Res. J. Biotech.; Vol. 20(10); 49-57;
doi: https://doi.org/10.25303/2010rjbt049057; (2025)
Abstract
Genome-wide association studies (GWAS) have identified multiple risk loci associated
with ovarian cancer. This study integrates GWAS data with bioinformatics analyses
to uncover key genetic loci, biological pathways and molecular interactions implicated
in ovarian cancer. GWAS data from publicly available repositories were analyzed
to identify significant risk loci. Gene Ontology (GO) enrichment, Reactome pathway
mapping and Kyoto Encyclopedia of Genes and Genomes (KEGG) pathway analyses were
performed. Protein-protein interaction (PPI) network construction and microRNA (miRNA)
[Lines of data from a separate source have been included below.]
Issue #50, opened 2015-09-30
Can neovim-qt connect to nvim using stdio?


tarruda:
Hi

I'm planning to make some changes in the "builtin UI" infrastructure for the next month(after 0.1 release). My goal is to make every UI an external program that is spawned by nvim at startup so projects like neovim-qt are basically on the same layer as the builtin TUI.

The idea is to have nvim spawn the UI program and communicate to it via stdin/stdout, so the UI program doesn't have to worry about connecting to neovim.

This also lets one use the nvim binary to spawn any UI, all nvim command line options will be readily available to neovim-qt. For example, here's an idea of how neovim-qt could be used to edit files from stdin(the exact mechanism used to select which UI will be spawned is still going to be determined):

```
echo "file contents"  | nvim -u NONE --ui=neovim-qt -
```

I'm also preparing to implement nvim "remote mode" where nvim will be able to connect to other instances, so no UIs have to worry about connectivity beyond stdin/stdout.

Can you prepare neovim-qt to work in this scenario? I think this will only simplify things since it will no longer be necessary to worry about sockets or named pipes.

equalsraf:
Hi! Got a PR going for this, seems to work with

    :rpcstart('nvim-qt', ['--embed'])

Is that what you had in mind?

> This also lets one use the nvim binary to spawn any UI, all nvim command line options will be readily available to neovim-qt.

Yes, also makes sense to avoid some of the issues we have seen: e.g. Neovim starts and blocks on some error waiting for a keypress, then the UI connects and nothing happens.

An issue that comes to mind is this - if Neovim fails to start (on an early error) or if it can't find or launch the UI process. it will be impossible to report errors to the user.

> mechanism used to select which UI will be spawned is still going to be determined):

It might be enough to have `nvim --ui` and pick an option from nvimrc with the UI binary path - this way Neovim doesn't need to know any specifics about the UI. In Vim there was a `-g` option to run the GUI instead of the terminal version, so we can even be backwards compatible and use that.

tarruda:
> Is that what you had in mind?

Yes, but neovim will do it automatically at startup unless --embed or --headless is passed

> An issue that comes to mind is this - if Neovim fails to start (on an early error) or if it can't find or launch the UI process. it will be impossible to report errors to the user.

This shouldn't happen in standard situations, we'll always distribute and install an UI with neovim. In any case we can always print a warning to stdout and start in headless mode as a fallback.

[...]

PR #51, opened 2015-09-30
Communicate with Neovim using stdin/stdout

equalsraf:
For #50. Right now you can

    :call rpcstart('nvim-qt', ['--embed'])

I have not decided on the internals yet, but this seems to be a working start - there are probably lots of pitfalls I'm missing about reading from stdin.

### DIFF
--- a/CMakeLists.txt
+++ b/CMakeLists.txt
@@ -54,6 +54,11 @@ foreach(CFGNAME ${CMAKE_CONFIGURATION_TYPES})
   set(CMAKE_ARCHIVE_OUTPUT_DIRECTORY_${CFGNAME} ${CMAKE_BINARY_DIR}/lib)
 endforeach()
 
+if(MSVC)
+  # Allow use of deprecated function names in MSVC (read/write)
+  add_definitions(-D_CRT_NONSTDC_NO_DEPRECATE)
+endif()
+
 add_subdirectory(src)
 add_subdirectory(doc)
 enable_testing()
--- a/src/CMakeLists.txt
+++ b/src/CMakeLists.txt
@@ -1,5 +1,9 @@
 
 set(NEOVIM_QT_SOURCES util.cpp neovimconnector.cpp neovimconnectorhelper.cpp function.cpp msgpackrequest.cpp auto/neovim.cpp msgpackiodevice.cpp)
+if(WIN32)
+  list(APPEND NEOVIM_QT_SOURCES stdinreader.cpp)
+endif()
+
 add_library(neovim-qt STATIC ${NEOVIM_QT_SOURCES})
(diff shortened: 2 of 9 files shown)


equalsraf:
@tarruda quick note when doing this via rpcstart in Windows [UV_PROCESS_WINDOWS_HIDE](https://github.com/neovim/neovim/blob/dc9652e68de163290abee880a74bf1727c715a1e/src/nvim/event/libuv_process.c#L22) causes the Window to be invisible. The flag makes sense when running commands in background, just not for this particular scenario.

equalsraf:
Broken on Windows, it seems QAbstractSocket::setSocketDescriptor does not work.

tarruda:
> @tarruda quick note when doing this via rpcstart in Windows UV_PROCESS_WINDOWS_HIDE causes the Window to be invisible. The flag makes sense when running commands in background, just not for this particular scenario

:+1: 

> Broken on Windows, it seems QAbstractSocket::setSocketDescriptor does not work.

It seems `select()` only works with sockets on Windows, for other types of handles you need to use IOCP. Perhaps Qt uses `select()` on the arguments passed to `setSocketDescriptor`?

equalsraf:
> It seems select() only works with sockets on Windows, for other types of handles you need to use IOCP. Perhaps Qt uses select() on the arguments passed to setSocketDescriptor?

Seems to be the case, the Qt classes are unable to do asynchronous IO over stdin in Windows. Most of what I've seen so far uses either a background thread to read stdin or a timed poll.

suy:
In case it's useful, [there was recently a thread about a similar issue with QProcess](http://lists.qt-project.org/pipermail/interest/2015-April/016312.html). Some maybe useful internal details were mentioned.

equalsraf:
Thanks @suy, related bug [QTBUG-15457](https://bugreports.qt.io/browse/QTBUG-15457).

tarruda:
@equalsraf one workaround is to integrate Qt event loop with libuv and use it to poll for stdin. AFAIK libuv uses IOCP in windows and should have no problem with this scenario. I don't know how well libuv can integrate with Qt, but [this SO answer](http://stackoverflow.com/a/25825311) seems to contain some ideas.

equalsraf:
@tarruda I have a working PoC that just reads stdin in a separate thread and passes data around. The right way *TM* would be to integrate the event loop, or [implementing IOCP for Qt](https://bugreports.qt.io/browse/QTBUG-8978), there is also an [issue to support the libuv loop](https://bugreports.qt.io/browse/QTBUG-19944)

equalsraf:
Merged as is, not as battle tested as I would like but this should get us started, and this PR is useful for #61.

target analysis provided insights into post-transcriptional regulation. Additionally,
metabolomic and transcription factor analyses were conducted to explore systemic
alterations associated with ovarian cancer.
Significant associations were identified with genes involved in DNA damage repair
(ANKLE1, BABAM1), immune modulation (USHBP1) and chromosomal stability. PPI analysis
revealed key regulatory hub proteins, including HGS and SUMO1. miRNA enrichment
analysis highlighted regulatory interactions, particularly with hsa-miR-614 and
hsa-miR-652, suggesting potential epigenetic influences on gene expression. Reactome
pathway analysis identified critical involvement in DNA double-strand break repair
and non-homologous end-joining (NHEJ) pathways. This study provides novel insights
into the genetic and molecular landscape of ovarian cancer, reinforcing the significance
of DNA repair pathways, immune system modulation and epigenetic regulation. These
findings may aid in identifying therapeutic targets and developing precision medicine
approaches for ovarian cancer management.